# jump seats



## trucker611 (Oct 31, 2006)

hi new to nissan trucks & this forum.anyone tried to make a storage bin from jump seat well.thought this would be cool.thanks trucker611 91 hb king cab 4x4


----------



## Oldnissanguy (Jan 6, 2005)

Rather than tear up the seats (I find them useful for small people and grandchildren), why not use the empty space that's already there below the seats when they're folded? It's quite a bit of space, just line with something like astro-truff to stop rattles. There's also some space under the plastic cover that doesn't have the jack under it.


----------



## trucker611 (Oct 31, 2006)

thanks for the replyoldnissanguy.really have noone in family who will fit in back anyway.do you know if they are hard to remove trucker611


----------



## Oldnissanguy (Jan 6, 2005)

Never tried it. From my FSM they appear to be just bolted in.
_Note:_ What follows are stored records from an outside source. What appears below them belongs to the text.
PR #11177, opened 2020-10-13
Node auto layout for node autocomplete

aparajit-pratap:
### Purpose

https://jira.autodesk.com/browse/DYN-2978

This builds on top of PR https://github.com/DynamoDS/Dynamo/pull/11164. 

The node chosen from node autocomplete suggestions is created, connected, and then placed relative to the initial node using the graph auto layout. A single undo-recorder group is initialized for this entire operation so that it can be undone in a single step. The following are the sequence of steps:
1. A new undo-redo recorder group is first initialized
2. A new option is added to the `CreateAndConnectCommand` to make it use an existing undo-redo recorder group instead of creating a new one
3. The `NodeViewReady` event on DynamoViewModel is subscribed to. Only when this event is raised does the size of the new node created get set. Only once the size is set, can graph layout work correctly.
4. In the `NodeViewReady` event handler the graph auto layout is performed using only the input nodes to the initial node. This is to ensure that the initial node does not jump to a new location on graph layout.
5. The undo-redo group is finally disposed and the event unsubscribed.

_Please hide whitespace to review this PR._

place_and_connect_nodes_final

### Declarations

### FYIs
@Amoursol


src/DynamoCore/Graph/Workspaces/LayoutExtensions.cs
```diff
@@ -18,7 +18,7 @@ public static class LayoutExtensions
         /// This function wraps a few methods on the workspace model layer
         /// to set up and run the graph layout algorithm.
         /// </summary>
-        internal static List<GraphLayout.Graph> DoGraphAutoLayout(this WorkspaceModel workspace)
+        internal static List<GraphLayout.Graph> DoGraphAutoLayout(this WorkspaceModel workspace, bool reuseUndoRecorder = false)
```
QilongTang, line 21: Would you add comments for params here since they are missing anyway?

src/DynamoCore/Models/DynamoModelCommands.cs
```diff
@@ -83,43 +83,55 @@ private void CreateAndConnectNodeImpl(CreateAndConnectNodeCommand command)
...
+        /// This method assumes that there exists an undo-redo action group already
+        /// that can be used to record creation and deletion of models.
+        /// </summary>
+        /// <param name="command"></param>
+        private void CreateAndConnectNodeImplWithUndoGroup(CreateAndConnectNodeCommand command)
+        {
+            var newNode = CreateNodeFromNameOrType(command.ModelGuid, command.NewNodeName);
 
-                var models = GetConnectorsToAddAndDelete(inPortModel, outPortModel);
+            newNode.X = command.X;
```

Once they're out you would have to disassemble them which might involve chisels, saws and drills. Then you would have to rig up some kind of hinge and latch for the cover to reattach it to the truck once you get it removed from the rest of the assembly. 

You might want to see if you can get a cheep one from a junkyard for experimentation before you chop up your seats. They might have a damaged one from a wreck which would still be OK for your purposes.


----------